La strada del rock è disseminata di
eroi belli e dannati, crollati ai margini dopo una vita di genialità e
dissolutezza. John Anthony Genzale, in arte Johnny Thunders (1952-1991), è uno
di loro e la sua vicenda di eccessi è emblematica. Johnny era il ragazzo introverso
e sensibile, il fragile dallo sguardo stralunato, il tossico, il cattivo
esempio, il malinconico divorato da un demone autodistruttivo, l'italo-americano con un adesivo della Madonna sulla chitarra. Johnny era l'abisso dove il mare è più profondo.

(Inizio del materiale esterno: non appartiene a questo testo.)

PR #4316, opened 2023-04-26
Use Ubuntu 18.04 for Linux x64 builds

jander-msft:
###### Summary

Recent changes in the minimum requirement for the glibc version for .NET 8 prevent it from being installed on CentOS 7 (has a glibc version of 2.17). The new minimum is 2.23 (see https://github.com/dotnet/core/pull/8401). To resolve this for the medium term, switch over to using Ubuntu 18.04, which has a glibc version of 2.27. The longer term fix to use glibc version 2.23 will require much more churn in the build process, but it should be addressed prior to shipping .NET Monitor 8.

### DIFF
--- a/eng/pipelines/jobs/build.yml
+++ b/eng/pipelines/jobs/build.yml
@@ -73,7 +73,7 @@ jobs:
       ${{ if eq(parameters.architecture, 'arm64') }}:
         container: mcr.microsoft.com/dotnet-buildtools/prereqs:ubuntu-18.04-cross-arm64
       ${{ else }}:
-        container: mcr.microsoft.com/dotnet-buildtools/prereqs:centos-7
+        container: mcr.microsoft.com/dotnet-buildtools/prereqs:ubuntu-18.04
 
     ${{ if eq(parameters.osGroup, 'Linux_Musl') }}:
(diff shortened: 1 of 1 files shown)


eng/pipelines/jobs/build.yml
```diff
@@ -73,7 +73,7 @@ jobs:
       ${{ if eq(parameters.architecture, 'arm64') }}:
         container: mcr.microsoft.com/dotnet-buildtools/prereqs:ubuntu-18.04-cross-arm64
       ${{ else }}:
-        container: mcr.microsoft.com/dotnet-buildtools/prereqs:centos-7
+        container: mcr.microsoft.com/dotnet-buildtools/prereqs:ubuntu-18.04
```
wiktork, line 76: Does 2.27 glibc have any incompatibilities with 2.23?

wiktork (approved):

eng/pipelines/jobs/build.yml
jander-msft: In the future, we're likely to split test phase into its own set of jobs where we run all of the tests on different distros to validate the backward compatibility of newer distros with old glibc reference in the profiler.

E forse, anche per questo, è uno a cui non si
può non volere bene. Come ha scritto Ira Robbins di Trouser Press, Thunders era
un «punk di strada […], un uomo che viveva la musica come se
fosse l'unica cosa davvero importante, uno che per la musica si è sacrificato
in un fatale rituale di sangue». L'esordio fu con i New York Dolls,
gruppo all'avanguardia e dissacratore che ha sotterrato definitivamente
l'epoca d'oro del glam, forte di un'attitudine che anticipava il punk.
Oltre a Genzale, in quella band di squinternati militavano David Johansen,
Sylvain Sylvain, Jerry Nolan e Arthur Kane. Lasciate le bambole di New York
dopo due LP, il nostro fondò gli Heartbreakers con Walter Lure, suo amico di
eccessi. Tra i principali esponenti della scena punk americana, gli
Heartbreakers pubblicarono L.A.M.F., lavoro fulminante ed epocale nonostante la
bassa qualità della registrazione.
Chiusa anche questa esperienza, Thunders
iniziò nel 1978 la sua altalenante carriera solista, dando alle stampe So
alone. Il disco fu registrato in sole tre settimane e pubblicato in Inghilterra
il 6 ottobre del 1978: è un album vario, composto in egual misura da intense ballate, covers dei Dolls, rivisitazioni rockabilly e infuocate cavalcate punk. Lo
stesso artista ne raccontò la genesi in un'intervista rilasciata alla fanzine Trouser
Press: «avevo sempre avuto un repertorio di
canzoni lente, che gli altri Heartbreakers non volevano suonare; ho sempre
voluto farle, ma a Jerry non piaceva suonare pezzi lenti». La produzione fu affidata a Steve
Lillywhite, coadiuvato dallo stesso Thunders. Autorevole la platea di musicisti
e ospiti: oltre ai vecchi amici Rath e Lure, nel disco hanno suonato Paul Cook
e Steve Jones dei Sex Pistols, Phil Lynott dei Thin Lizzy, Steve Marriott e
Patti Palladin. Eloquente lo scatto di copertina, con Johnny in una stanza
anonima, stravaccato sopra una sedia, lo sguardo liquido di sfida, o forse
semplicemente perso nei suoi mondi alternativi.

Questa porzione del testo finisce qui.